DATA RECORDS Block Start

PR #543, opened 2024-11-19
Simplify the SS sketches shown as a SB layer -- one layer, not split …

dabreegster:
…by ATF/LCWIP.

#536, and following up to #541

Demo: https://acteng.github.io/atip/sb_ss_one_layer/browse.html

The filters for local schemes are simple:
image

### DIFF
--- a/src/lib/browse/schemes/SchemesLayer.svelte
+++ b/src/lib/browse/schemes/SchemesLayer.svelte
@@ -12,18 +12,15 @@
   import { importAllLocalSketches, setupSchemes } from "./data";
   import Filters from "./Filters.svelte";
   import {
-    mainAtfSchemes,
-    mainLcwipSchemes,
-    filterMainAtfSchemeText,
-    filterMainAtfInterventionText,
-    filterMainLcwipSchemeText,
-    filterMainLcwipInterventionText,
-    localAtfSchemes,
-    localLcwipSchemes,
-    filterLocalAtfSchemeText,
-    filterLocalAtfInterventionText,
-    filterLocalLcwipSchemeText,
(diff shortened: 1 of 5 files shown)


src/lib/browse/schemes/SchemesLayer.svelte
dabreegster, line 1: Mostly just some careful renaming here

src/lib/browse/schemes/SchemesLayer.svelte
```diff
@@ -35,45 +32,37 @@
...
-
-  let localLcwipName = "local_lcwip_schemes";
-  let localLcwipTitle = "Your LCWIP schemes";
-  let localLcwipShow = showHideLayer(localLcwipName);
-  let localLcwipStyle = "interventionType";
-  $: [localLcwipColor, localLcwipLegend] = pickStyle(localLcwipStyle);
+  let localName = "local_schemes";
+  let localTitle = "Your schemes";
+  let localShow = showHideLayer(localName);
+  $: [localColor, localLegend] = pickStyle("interventionType");
```
Pete-Y-CS, line 50: Wondering about local legend: v2 will want to be rebased onto this and we may want to rethink the legend

Pete-Y-CS (commented):
Looks good, just one comment that we might wanna rework this after changing to v2?

src/lib/browse/schemes/SchemesLayer.svelte
dabreegster: Yep, let's figure that out in #544. There's more changes to browse needed for v2, like updating the intervention popup

PR #545, opened 2024-11-20
Update README and workflow

Pete-Y-CS:


backend/app.yaml
dabreegster, line 1: I'm a little confused what env this file is for. Maybe we should rename this and not have any default app.yaml?

dabreegster (approved):

PR #548, opened 2024-11-25
Add accessibility statement and begin to scrub ATIP from the site

Pete-Y-CS:
Will finish scrubbing ATIP in another PR

### DIFF
--- a/accessibility.html
+++ b/accessibility.html
@@ -6,7 +6,7 @@
       name="viewport"
       content="initial-scale=1,maximum-scale=1,user-scalable=no"
     />
-    <title>Plan Your Active Travel Scheme</title>
+    <title>Plan Your Active Travel Schemes</title>
   </head>
   <body>
     <div id="app"></div>
--- a/accessibility.html
+++ b/accessibility.html
@@ -6,7 +6,7 @@
       name="viewport"
       content="initial-scale=1,maximum-scale=1,user-scalable=no"
     />
-    <title>Plan Your Active Travel Schemes</title>
+    <title>Plan Your Active Travel Schemes - Accessibility Statement</title>
   </head>
   <body>
     <div id="app"></div>
--- a/accessibility.html
+++ b/accessibility.html
@@ -11,7 +11,7 @@
   <body>
     <div id="app"></div>
     <script type="module">
-      import ChooseArea from "./src/pages/ChooseArea.svelte";
+      import AccessibilityStatement from "./src/pages/AccessibilityStatement.svelte";
 
       // For govuk setup. For some reason, the initAll step doesn't work here.
       document.body.className +=
@@ -20,7 +20,7 @@
           ? " govuk-frontend-supported"
           : "");
 
-      new ChooseArea({
+      new AccessibilityStatement({
         target: document.getElementById("app"),
       });
     </script>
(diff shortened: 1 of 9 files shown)


accessibility.html
```diff
@@ -0,0 +1,28 @@
+<!doctype html>
+<html lang="en">
+  <head>
+    <meta charset="UTF-8" />
+    <meta
+      name="viewport"
+      content="initial-scale=1,maximum-scale=1,user-scalable=no"
+    />
+    <title>Plan Your Active Travel Scheme</title>
```
dabreegster: Should the title of each page differ? It may not matter much in practice -- even if it's "Plan Your Active Travel Scheme -- Browse Schemes", in most browsers with a few tabs open, something that long won't be very visible anyway

src/pages/AccessibilityStatement.svelte
```diff
@@ -0,0 +1,120 @@
...
+    <li>
+      <a href="https://mcmw.abilitynet.org.uk/">AbilityNet</a>
+       has advice on making your device easier to use if you have a disability
+    </li>
+  </ul>
+
+  <h2>How accessible this website is</h2>
+
+  <p>We know some parts of the website are not fully accessible:</p>
+  <p>
```
dabreegster, line 50: This paragraph seems out of place. Did someone write this wording for us and we're just copying it in?

src/pages/AccessibilityStatement.svelte
```diff
@@ -0,0 +1,120 @@
...
+    <li>
+      Colour will be used to convey information such as road width and speed
+      limits, until this is configurable it might present an accessibility
+      issue.
+    </li>
+  </ul>
+
+  <h2>Feedback and contact information</h2>
+  <p>
+    If you need information on this app or to provide further feedback on
```
dabreegster, line 72: Phrasing is a bit odd with the colon. "on issues, please email <a href....>"
Why the "Email - " bit?

src/pages/AccessibilityStatement.svelte
```diff
@@ -0,0 +1,120 @@
...
+    issues: Email - <a
+      href="mailto:plan-your-active-travel-schemes@activetravelengland.gov.uk"
+    >
+      plan-your-active-travel-schemes@activetravelengland.gov.uk
+    </a>
+    . We’ll consider your request and get back to you in 20 days.
+  </p>
+
+  <h2>We’ll consider your request and get back to you in 20 days.</h2>
```
dabreegster, line 81: Why repeat and in h2?

dabreegster (changes requested):
Please run fmt and check

accessibility.html
Pete-Y-CS: I don't mind, happy to make this change but like you say, I imagine it won't be visible a lot of the time

src/pages/AccessibilityStatement.svelte
Pete-Y-CS: I am copying the accessibility statement that was approved by DfT Accessibility guy

Pete-Y-CS:
> Please run fmt and check

check done, fmt not working suddenly for some reason:
```
npm run fmt

> atip@0.0.0 fmt
> npx prettier --write *.html tests/* src/*

sh: 1: prettier: Permission denied
```

dabreegster (approved):
Don't worry about fmt then

PR #552, opened 2024-11-26
Scrub a few remaining uses of 'ATIP' in docs. #536

dabreegster:


README.md
```diff
@@ -1,20 +1,13 @@
-# Active Travel Infrastructure Platform
+# Plan Your Active Travel Schemes
 
-ATIP lets you design, modify and share active travel infrastructure plans.
+This repository contains the Scheme Sketcher and Scheme Browser, two tools for mapping active travel schemes and viewing them alongside contextual layers. The tools are developed by the Alan Turing Institute in collaboration with Active Travel England.
```
Pete-Y-CS, line 3: Maybe we should add a sentence explaining why the repo is called ATIP?

Pete-Y-CS (approved):
Maybe we should add a little explainer of the repo name, but otherwise looks good

README.md
dabreegster: Good point, done

PR #555, opened 2024-11-27
Add a warning if you're in the public beta dev/test env

Pete-Y-CS:
may want some styling changes, and currently testing on public beta env but here's a WIP

### DIFF
--- a/src/lib/common/Header.svelte
+++ b/src/lib/common/Header.svelte
@@ -1,5 +1,7 @@
 <script lang="ts">
   import logoUrl from "../../../assets/ate_logo.png?url";
+  import { appVersion } from "lib/common";
+  import ExternalLink from "./ExternalLink.svelte";
 </script>
 
 <div class="black-bar">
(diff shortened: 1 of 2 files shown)


dabreegster (changes requested):

src/lib/common/Header.svelte
```diff
@@ -10,6 +13,15 @@
 
 <div class="green-bar" />
 
+{#if appVersion() != "Public Beta" && appVersion() != "Private (development)"}
+  <WarningText>
+    NB this is a testing environment. Should you be using
```
dabreegster, line 18: I'd still change the wording, see my other comment. At minimum, let's avoid "NB"

src/lib/common/Header.svelte
```diff
@@ -31,4 +43,9 @@
     margin-top: 15px;
     margin-bottom: 15px;
   }
+
+  .test-env-warning {
```
dabreegster, line 47: Unused, can cleanup

dabreegster (approved):

PR #559, opened 2024-12-04
Add new version of scheme sketcher lib

Pete-Y-CS:


dabreegster:
Actually this doesn't quite work yet. The two cancel buttons behave differently. Try editing something, filling out the form, pressing cancel on the left vs right. In `EditMode`, we first set `unsavedFeature = null` before switching to list mode and triggering `onDestroy`. Quick fix is to plumb through a cancel callback as well. Better fix is to rethink `unsavedFeature`. I can do the latter later today / tomorrow, but maybe the quick fix is worth it in the meantime

dabreegster:
Also as the tests show, now that there's two Finish and two Cancel buttons, we have to be more specific which ones Playwright uses

dabreegster (approved):

PR #560, opened 2024-12-05
Allow some currently unexpected values

Pete-Y-CS:
image
So currently if you make an area using scheme sketcher lib, it ends up with a bunch of disallowed values, as a stop gap, especially for the tutorial, I suggest we just allow them, and figure this out upstream later


dabreegster (commented):
Hmm, we need to update `newPolygonFeature`. Not sure how I missed this previously

PR #569, opened 2024-12-16
Use footer landing page

Pete-Y-CS:
dependent on https://github.com/acteng/govuk-svelte/pull/13


dabreegster:
Demo link https://acteng.github.io/atip/use-footer-landing-page/
Will review more later, but one more request please: let's move the About to a separate page like privacy/accessibility. It doesn't make sense as a modal anymore.

dabreegster (commented):
LGTM -- I left some comments in https://github.com/acteng/govuk-svelte/pull/13, after that's merged and package.json updated here, good to go! Thanks

Issue #480, opened 2024-02-26
Improve processing/display of crossings


Pete-Y-CS:
Improve the processing of crossings so that we can display e.g. zebra crossings. Then consider adding icons

dabreegster:
- Underpass/overpass crossings may not be tagged directly, like https://www.openstreetmap.org/way/50659424
- Could upgrade some unknown cases
  - Node attached to a cycleway, https://www.openstreetmap.org/node/6142822686
  - Node on top of a crossing way that's more detailed, https://www.openstreetmap.org/node/8001342847
- Could consider looking for more attributes, but each of these would require more work besides just directly looking for OSM tags on one object:
  - refuge islands
  - staggered crossings
  - tactile surfaces
  - raised tables
  - lowered kerbs
  - for uncontrolled crossings, the number of lanes to cross and speed of that road

PR #570, opened 2025-01-02
Revamp crossings layer

dabreegster:
#480 

Still iterating on the classification and how much we can extract from OSM; this is just for demoing.
https://acteng.github.io/atip/crossings_v2/browse.html?crossings


src/lib/browse/layers/points/Crossings.svelte
```diff
@@ -71,18 +62,41 @@
 </LayerControl>
 
 <VectorTileSource
-  url={`pmtiles://${publicResourceBaseUrl()}/v1/${name}.pmtiles`}
+  url={`pmtiles://${publicResourceBaseUrl()}/v2/${name}.pmtiles`}
```
dabreegster, line 65: TODO: after the file is updated in the GCS bucket, I'll change this

Pete-Y-CS: Bucket updated

Pete-Y-CS (approved):
pending switch to v1 approved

DATA RECORDS Block End

In the records, locate each line holding the string "yaml" and copy it.

backend/app.yaml
dabreegster, line 1: I'm a little confused what env this file is for. Maybe we should rename this and not have any default app.yaml?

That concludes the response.